• _WHAT IS BEING ASKED_: Check each line below for "cred" and report how many have it, nothing else.

═══ RAW DATA ═══

PR #110, opened 2021-08-11
[CI] automatically update AUR script

simeonschaub:
This should automatically update https://aur.archlinux.org/packages/juliaup/. This is untested, so no guarantees that this works. The SSH keys will also need to be added as a secret here. Is this generally a good idea, or would it be better to update it manually for now?

### DIFF
--- a/.github/workflows/release.yml
+++ b/.github/workflows/release.yml
@@ -246,6 +246,7 @@ jobs:
 
   deploy-aur:
     needs: [deploy-github-release]
+    environment: release-channel
     runs-on: ubuntu-latest
     if: startsWith(github.ref, 'refs/tags/')
     steps:
--- a/.github/workflows/release.yml
+++ b/.github/workflows/release.yml
@@ -243,3 +243,34 @@ jobs:
         $cred = New-Object System.Management.Automation.PSCredential $env:CLIENTID, $sec
         Set-StoreBrokerAuthentication -TenantId $env:TENANTID -Credential $cred
         Update-ApplicationSubmission -ReplacePackages -AppId 9NJNWW8PVKMN -SubmissionDataPath ".\Upload.json" -PackagePath ".\Upload.zip" -AutoCommit -Force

═══

• _COMPLETED EXERCISE_: 2